Most memorable moment was the cat going "μ".

Most Memorable: getting the Mathologer seal of approval

I have to say you are one of my favorite KZbinrs! And that is saying something.... Most youtubers shy away from the math, but not you. Your visual proofs are brilliant and will span through the ages, I thank you because I have genuinely been looking for this content for years. Out of the bottom of my heart thank you, I needed this...

The most memorable for me has to be Kempner's proof, just due to how counterintuitive it is after seeing so many divergent series, but how intuitive the proof is.

You’re so good at starting simple and yet including stuff that’s interesting for the fully initiated! Great work!

The most memorable part for me was seeing the 700 year old proof.I I didn't pay much attention to math in school, despite the fact that I learned it easily. Math class was always boring to me because once I learned and understood an how an equation worked, I had no interest in running the same equation again with different numbers dozens of times for homework. My teachers never made the subject as interesting and engaging as the many resources I have found since graduation. But now that I have finally found an interest in the topic, I realize that I am woefully undereducated on anything past basic high school algebra. This is the reason why I liked seeing the simple proof. It was so easy that I could have done it myself with my current skills! That gives me hope that, while I may have MUCH to learn, there are still intricate problems that even I can grasp. Thank you for another great video, and have a nice day!

Wow, ich hätte nie geglaubt, dass etwas das mit Analysis zu tun hat auch Spaß machen kann... :) Sehr cool!

They should have called it the 'Barely Divergent Series'

Love your work, thank you for sharing so much knowledge & quality content. Generally KZbinrs run for views, nothing more than that. You never click baits or anything that ever had made me regret clicking. You are just awesome.

Most memorable part: all I’m just constantly being mind blown throughout the whole video

It's odd that while the terms get smaller and smaller, the sum doesn't converge. You look at every book in the tower being less and less over the edge and think "there must be a point where the top book moves so little that it's impossible to notice no matter how many books you pile, and the new books barely go over the edge for even microns" and at the same time think that it will always go further as far as you want it to go.
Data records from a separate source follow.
Issue #1153, opened 2026-08-31
A reset row's occasion is a label the IOV machinery does not know about (no κ group, and a fallback that should be deleted)


TeunP:
Two problems, one seam: **an EVID=3/4 row's occasion is a first-class label the rest of the IOV machinery does not know about.** #1133 made the reset row's own `OCC` authoritative (measured against NONMEM in `nonmem_anchor/reset_init_snapshot_J.ctl` — 42.0 under the reset row's occasion 2 against 14.0 under the preceding record's), but only `Subject::reset_occasions` and `pk::reset_row_occasion` learned that. Filing them together because fixing either one alone leaves the other's failure mode in place.

## A — a reset's occasion can have no κ group, and three consumers disagree about it

`stats::likelihood::iov_occasion_groups` builds the κ groups from **observation occasions ∪ `dose_occasions`**. Reset rows are not a source. Before #1133 that was fine: `reset_row_occasion` returned a *neighbouring record's* occasion, which is in the map by construction. Now it returns the row's own, which need not be.

A dataset whose EVID=3/4 row carries `OCC = 3` while no observation or dose row does is therefore reachable, and the three consumers of that label take three different paths:

| consumer | unmapped occasion → |
|---|---|
| `pk::predict_iov` (`combined_for`) | `_` arm → **κ = 0** |
| `sens::ode_provider::seed_iov_events`, per-event branch | `seed_pk_only_cov` → **κ = 0** ✓ agrees |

33:12 Also; because the sum of the even reciprocals is exactly 1/2 of the harmonic series, while its complement, the sum of the odd reciprocals is more, than 1/2 of the harmonic series; if these series all added to finite numbers, that would be a contradiction: n+m = 2n, where m > n.

My favorite part was when you revealed that the sum of the 100 zeroes series is greater than the sum of the no 9 series. Absolutely mind-blowing. In truth, my favorite part was the entire video you just made me pick :) Thank you!!!

My new favorite maths channel

This was probably one of the best video that I have seen on this topic. And the geometric limit of Gamma between 1/2 and 1 and the no-nine series proof was something I learnt for the first time.

The most memorable thing is how ugly the optimal leaning tower is

Marble: Most memorable Idea: No integers among the partial sums. Your excitement is always a great feature not your presentations. And why you're my favorite Mathematics KZbinr!

Dear Mathologer, I am so pleased whenever I run across one of your videos. As for my vote for the portion that impressed me the most, it would have to be the leaning tower of Lire. There is something so lovely in its orderliness, that I sense my head bowing, much like the old Frenchman, Oresme. Thank you for another interesting and entertaining video on the beauties of math.

So much great content packed into 45 minutes! Something I’ll always remember will be that the no nines series converges, and how simple the proof was!

Most memorable: The most efficient overhanging structure being the weird configuration instead of an apparently more ordered one.

Great stuff. It's always amazing how you manage to find such intuitive explanations. Most memorable is probably the "no 9s" visualization.

My vote definetely goes to Kempner's proof, it is extremely elegant, since the concepts used are individualy simple, such as the calculation of numbers without nine or geometric series, but when cleverly combined they form this amazing result. Besides that, great video as always. Edit: typo

The most impressive part in my opinion was the fact that the 100 zeros sequence converges to a bigger sum than the no 9s sequence. Greetings from Germany by the way and keep up that great work. It is always a pleasure diving into your mathematical discoveries!

Most memorable part: the 100 zeros sum being larger than the no nines sum.

Good Stuff Burkard! :)

Most memorable: every positive number having its own infinite sum. It’s very obvious afterwards, but I would never believe it without your explanation. Thank you for all the interesting videos!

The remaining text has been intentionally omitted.